Nutrizione in oncologia: tre mosse per migliorare l’assistenza

21 Settembre 2022

Maggiore informazione ai malati, sensibilizzazione dei caregiver e del personale sanitario, più collaborazione sul campo tra oncologi e nutrizionisti clinici. Questi gli imperativi categorici per migliorare i percorsi di assistenza nutrizionale del paziente oncologico che emergono da un’indagine condotta in Lombardia tra sei centri oncologici per un totale di 800 pazienti arruolati, presentata nei giorni scorsi a Milano e promossa dall’associazione La Lampada di Aladino, con il patrocinio di Favo (Federazione italiana delle associazioni di volontariato in oncologia) e Regione Lombardia, e il contributo non condizionante di Fresenius Kabi.

“Nell’insieme, le risultanze della survey evidenziano quanto sia ancora poco diffusa la conoscenza sulle tematiche pertinenti la nutrizione in oncologia”, sottolinea Davide Petruzzelli, presidente de La Lampada di Aladino e membro dell’esecutivo nazionale Favo. “Bisognerebbe, innanzitutto, mettere in atto una divulgazione appropriata e continuativa, calibrata per target diversi, che consenta la comprensione dei molteplici aspetti della nutrizione in oncologia, dall’alimentazione quotidiana fino alle tecniche enterali e parenterali. Non dimentichiamo che acquisire conoscenza e consapevolezza in tale ambito è funzionale anche per i clinici chiamati a dialogare con i nutrizionisti. È altrettanto necessario che gli aspetti della nutrizione in oncologia vengano di fatto integrati nei percorsi clinici erogati nelle strutture oncologiche a livello regionale e nazionale. A tal proposito, la collaborazione e il dialogo tra reti oncologiche e reti di nutrizione clinica rappresentano la chiave di volta a garanzia dell’ottimizzazione di questo articolato processo, reti che necessitano di concreti riconoscimenti ufficiali e di supporti economici reali.  A oggi disponiamo di molta documentazione prodotta dalle società scientifiche che consente di definire modelli integrati di approccio nutrizionale, prevedendo figure professionali specifiche. Bisogna arrivare a tradurre tutto ciò in realtà concrete atte a eliminare il gap tra le evidenze scientifiche osservazionali e la pratica clinica corrente”.

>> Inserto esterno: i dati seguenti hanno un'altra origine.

PR #2, opened 2016-09-19
handle conversion of label columns

sjhewitt:
when using sqlalchemy expressions as columns, the selectable is a Label which may be converted, however the Label type may not have `doc` or `nullable` attributes. This change uses `getattr` to try to retrieve them.

### DIFF
--- a/graphene_sqlalchemy/converter.py
+++ b/graphene_sqlalchemy/converter.py
@@ -87,7 +87,8 @@ def convert_sqlalchemy_type(type, column, registry=None):
 @convert_sqlalchemy_type.register(postgresql.ENUM)
 @convert_sqlalchemy_type.register(postgresql.UUID)
 def convert_column_to_string(type, column, registry=None):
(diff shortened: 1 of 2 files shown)


gsvitak:
I am trying to use a column_property with that maps to an Int. Based on the above change, I think the Int convert should be something like the following.

I have tested locally and it appears to work. Can you please let me know if I am on the right path? I can submit a pull request if think this is the right approach.

```
@convert_sqlalchemy_type.register(types.Integer)
def convert_column_to_int_or_id(type, column, registry=None):
    if column.primary_key:
        return ID(description=column.doc, required=not(column.nullable))
    else:
        return Int(description=getattr(column, 'doc', None),
                  required=not(getattr(column, 'nullable', True)))
```

sjhewitt:
that looks about right - I think we should probably use `getattr` in each of the converters

gsvitak:
Great!!. I already submitted a pull request for Int. Let me know if I can help with anything else.

PR #5, opened 2016-09-25
adding support to convert int label columns similar to PR#2

gsvitak:


gsvitak:
closing for pep formating issue causing Travis build to fail

PR #6, opened 2016-09-25
Convert int label column for SQLAlchemy column_property

gsvitak:


sjhewitt:
as mentioned in #2 , it would be great if the use of `getattr` was expanded to all of the converters in the file

PR #8, opened 2016-10-04
Set  iterable to returned connection of the connection_resolver.

varuna82:
Returned iterable with the connection similar to [IterableConnectionField](https://github.com/graphql-python/graphene/blob/c961f0b3c60c3a7a6223d5218c912d69585aef5c/graphene/relay/connection.py) of the graphene.relay package.

Having iterable in the Connection could be used for tasks like calculating total count for pagination.

### DIFF
--- a/.travis.yml
+++ b/.travis.yml
@@ -6,19 +6,19 @@ python:
 - 3.5
 - pypy
 before_install:
-  - |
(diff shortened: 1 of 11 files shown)


syrusakbary:
Sorry for merging so late.

Issue #9, opened 2016-10-10
`convert_column_to_enum` doesn't work at all


philiptzou:
This issue is related with three packages: `graphql-core`, `graphene` and `graphene-sqlalchemy`. Actually there are 2 separated problems related with the Enum type:
1. In `convert_column_to_enum`, the returned value should be an instance of `UnmountedType` but not a subclass of `UnmountedType`.
2. [ `ChoiceType` of `sqlalchemy_utils`](https://github.com/kvesteri/sqlalchemy-utils/blob/0.32.9/sqlalchemy_utils/types/choice.py) coerces the result to `Choice` type or Enum subclass type (depend on which `XxxxTypeImpl` it used). But it's more pain in ass since there's no way to override [`GraphQLEnumType`'s `serialize` method](https://github.com/graphql-python/graphql-core/blob/v0.5.2/graphql/type/definition.py#L474) like `GraphQLScalarType` did.

philiptzou:
3 pull-requests were issued in all 3 repositories to fix this problem. Now my `ChoiceType` finally worked.

richmondwang:
any updates on this issue?

erikwrede:
This should be fixed on master.

PR #10, opened 2016-10-10
Serialization function should be applied on `ChoiceType` output

philiptzou:
This fixed https://github.com/graphql-python/graphene-sqlalchemy/issues/9.

### DIFF
--- a/graphene_sqlalchemy/converter.py
+++ b/graphene_sqlalchemy/converter.py
@@ -11,6 +11,12 @@ from graphene.types.json import JSONString
 from .fields import SQLAlchemyConnectionField
 
 try:
+    from enum import Enum as PyEnum
+except ImportError:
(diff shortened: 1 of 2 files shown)


syrusakbary:
Sorry for addressing this so late.

This PR (and related PRs mentioned in #9) didn't got merged because they were based on making enums serialization "dynamic" (meaning modifiable if indicated by the enum configuration) and that might eventually cause some inconsistency as Enum is a fixed concept and it's serialization and parsing should be uniform across any project.

However I think this issue might be easily solved without the need of modifying it's serialization.

Closing this PR in favor of another PR with a test case that exemplifies this issue (without depending on `GraphQLEnum.serialize`) so we make sure can be addressed without the need of modifying `graphql-core` and `graphene`.

PR #11, opened 2016-10-12
allow abstract subclasses of SQLAlchemyObjectType

sjhewitt:
this allows `SQLAlchemyObjectType` to be subclassed so you can provide common functionality. My use case is to override `resolve_id`, but this could/should be extended to allow the abstract subclass to provide field declarations and perhaps common meta options (interfaces, etc)


syrusakbary:
This is now handled automatically in the upcoming Graphene `2.0`. Closing :)

https://github.com/graphql-python/graphene/pull/500

PR #36, opened 2017-02-24
Adding iterable and length to SQLAlchemyConnectionField

yfilali:
It is currently difficult to resolve a total_count field with the SQLAlchemy graphene library.

The example from [swapi](https://github.com/graphql-python/swapi-graphene/blob/master/starwars/schema.py#L18-L22) has a nice little implementation that does not work here since unlike Django, the SQLAlchemyConnectionField does not set neither length nor iterable on the connection returned.

This PR brings length and iterable to SQLAlchemyConnectionField to match DjangoConnectionField.

### DIFF
--- a/graphene_sqlalchemy/fields.py
+++ b/graphene_sqlalchemy/fields.py
@@ -1,16 +1,14 @@
 from functools import partial
 
-from sqlalchemy.orm.query import Query
-
 from graphene.relay import ConnectionField
 from graphene.relay.connection import PageInfo
 from graphql_relay.connection.arrayconnection import connection_from_list_slice
+from sqlalchemy.orm.query import Query
 
 from .utils import get_query
 
 
 class SQLAlchemyConnectionField(ConnectionField):
-
     @property
     def model(self):
         return self.type._meta.node._meta.model
@@ -28,7 +26,7 @@ class SQLAlchemyConnectionField(ConnectionField):
             _len = iterable.count()
         else:
             _len = len(iterable)
-        return connection_from_list_slice(
+        connection = connection_from_list_slice(
             iterable,
             args,
             slice_start=0,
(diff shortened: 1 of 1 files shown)


sebastiandev:
How would you use the length field to be returned along with the query results?
If I just add length on the query, It fails saying the Connection class doesn't have a length field.

wichert:
@yfilali Is there any example of how to use this? You are storing this on the connection field instance now, but that does not make it visible anywhere. Extending PageInfo with a new field and populating that is still needed somewhere I suspect?

yfilali:
I haven't tested this recently, but the original example should still stand: [swapi](https://github.com/graphql-python/swapi-graphene/blob/master/starwars/schema.py#L18-L22)

The official docs show how to add an extra field to a connection subclass: http://docs.graphene-python.org/en/latest/relay/connection/, in that example, you would just add a resolve_extra method there that returns self.length.

wichert:
The graphene documentation for a custom connection makes you think this should work:

```python
class Article(SQLAlchemyObjectType):
    class Meta:
        model = model.Article
        interfaces = (relay.Node, )


class LengthConnection(graphene.Connection):
    class Meta:
        node = Article

    total_count = graphene.Int()

    def resolve_total_count(self, info):
        return self.length


class Query(graphene.ObjectType):
    articles = SQLAlchemyConnectionField(ArticleConnection)
```

but that fails because ArticleConnection is not a subtype of ArticleConnection.

wichert:
I think I am on to something. DjangoObjectType. __init_subclass_with_meta__ has an extra connection_class parameter, and [uses that as connection type (if provided) instead of dynamically creating a new connection class](https://github.com/graphql-python/graphene-django/blob/master/graphene_django/types.py#L7). There is no equivalent for that in SQLAlchemyObjectType.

La malnutrizione ha un pesante impatto negativo sui pazienti oncologici. I dati della letteratura mostrano come sia un fattore predittivo di una minore sopravvivenza, comportando decadimento della qualità di vita, aumento della tossicità delle terapie oncologiche, peggioramento dell’esito post-operatorio e ospedalizzazione significativamente più lunga.

“Occorre incorporare in modo sistematico la valutazione e il monitoraggio dello stato nutrizionale nei trattamenti oncologici”, osserva Riccardo Caccialanza, direttore Uoc di Dietetica e Nutrizione clinica dell’Irccs San Matteo di Pavia. “Dalla diagnosi in poi, individualizzare le esigenze nutrizionali di ogni paziente oncologico è infatti un fattore chiave per migliorare l’efficacia dell’approccio terapeutico”.

È importante che gli interventi nutrizionali siano continuamente adattati alla condizione del paziente. In primis, secondo gli esperti, l’attenzione si porta all’alimentazione, anche con l’ausilio di supplementi orali. La dieta, in alcuni casi, può poi essere ulteriormente integrata con la nutrizione artificiale enterale o parenterale, a giudizio del nutrizionista clinico. 

“Negli ultimi anni l’attenzione sul tema della nutrizione in oncologia è cresciuta notevolmente e abbiamo assistito a importanti cambiamenti, questo grazie alla sempre più frequente collaborazione tra società scientifiche e associazioni pazienti, che svolgono un ruolo chiave all’interno del sistema salute”, conclude Paolo Pedrazzoli, direttore Uoc di Oncologia dell’Irccs San Matteo di Pavia. “La strada è ancora lunga e c’è molto da fare, ma lavorando in sinergia con le istituzioni si potranno raggiungere importanti risultati”.